# Free City Bus Service



## MrFSS

Free bus service: Is it viable?

Island Transit (Washington State) makes it work, but larger urban areas have tried and failed.

Full Story: *LINK*


----------



## AmtrakWPK

There is a free bus service in downtown Orlando - http://www.golynx.com/?pid=1155575

(This does NOT include the Amtrak station, which is NOT near downtown Orlando)


----------



## Superliner Diner

I recall that the concept was tried in Trenton, NJ in the mid to late 1970's by Mercer Metro, the operator of the local service back then (before NJ TRANSIT took over). They only ran the free trips during off peak hours; during the rush hours you still had to pay full fare. But what they found was a tendency for inner city problems, such as gangs, to extend from the streets themselves onto the buses. The rise in crime that they saw, and the resulting loss of paying passengers even during the paid periods, resulted in the free rides being dropped and reinstatement of fares during all operating hours.


----------



## RailFanLNK

I know Glenwood Springs Colorado has "free" bus service for tourists. The RFTA (Roaring Fork Transit Authority) is the name. You do have to pay if you take there bus to Aspen. I will be in GSC this July so I will find out more about it.


----------



## RailFanLNK

The RFTA (Roaring Fork Transit Authority) provides free service to everyone in Glenwood Springs CO. You have to pay for transit if going to nearby towns such as Aspen CO. It cost my girlfriend and I plus her two kids (1 adult and 1 child) $46.00 RT to ride to Aspen. Aspen is not an easy place to find a spot to park a vehichle and if you park a car valued under $100,000.00 anywhere, the locals may put there nose up in the air and wonder aloud, "who's letting all the riff-raff in!"  The trip took 1hr and 40 min to get there, but renting a car in GSC was more expensive and then you have the headache of trying to find parking. If you take the CZ to GSC, you can get around pretty much on foot if your in shape, then you can take the RFTA if you need to and its free until you want to take it to surrounding areas. Its still priced pretty well and you really don't need a car there and it helps keep expenses down. The train station is centrally located and near all of the attractions of GSC.

Al


----------



## EmpireBuilderFan1976

Portland Oregon has what is known as "Fareless Square". Essentially all MAX trains, Buses, and the Portland Street Car are FREE in most of the downtown area. Fortunately, the Amtrak Station is included in this very large "Square".


----------



## GG-1

Aloha

If you are Over ?? and are here long enough you can get a pass to the Buss system so all rides are free.


----------



## awalker1829

Chattanooga, Tennessee has had "free" shuttle bus service in it's core downtown area for more than a decade. The shuttles are low floor electric buses and operate an 18 hour daily schedule. During peak times, the headway is as little as five minutes anywhere along the route. This service has been operated and expanded without additional cost to the city taxpayers as it is funded by the operation of the citie's two major parking facilites-one at the north end of the route and the other at the south end. Both buildings have commercial retail space leased on the ground floor-the south garage has small, higher end retail shops and the north garage features a seven screen movie theater. The reciepts from the rent and parking income covers the entire cost of the operation.

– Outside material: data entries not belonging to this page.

PR #3847, opened 2020-03-16
updated PR to fix issue found when merging #3809

seanyesmunt:


ui/component/userVerify/view.jsx
```diff
@@ -29,10 +29,9 @@ class UserVerify extends React.PureComponent<Props> {
   }
 
   render() {
-    const { errorMessage, isPending, verifyPhone, fetchUser, skipLink, onSkip } = this.props;
+    const { errorMessage, isPending, verifyPhone, fetchUser, onSkip } = this.props;
     const skipButtonProps = {
       onClick: onSkip,
-      navigate: skipLink || '/',
```
seanyesmunt: the issue was that the the app was navigating before we could write to localStorage. We didn't need to navigate here anyway because the `UserSignIn` component handles that already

Basically, the designers of the system employed transit oriented development to fund the total cost of operations. Their foresight was key not only to the success of the shuttle system but the redevelopment and transformation of Chattanooga's downtown. When my folks first moved there more than twenty years ago, downtown was dead on the weekend. Go downtown on a Saturday night now and you're lucky to find a parking space within a block of the restaurant or pub!


----------



## WhoozOn1st

Seattle also has a ride free zone downtown:

Seattle Metro

I've used it twice - once to get to a Mariners/Red Sox game at Safeco Field, then the next day to take a tour of the brewery across the street from the stadium. If you look at the site, note the bicycle rules.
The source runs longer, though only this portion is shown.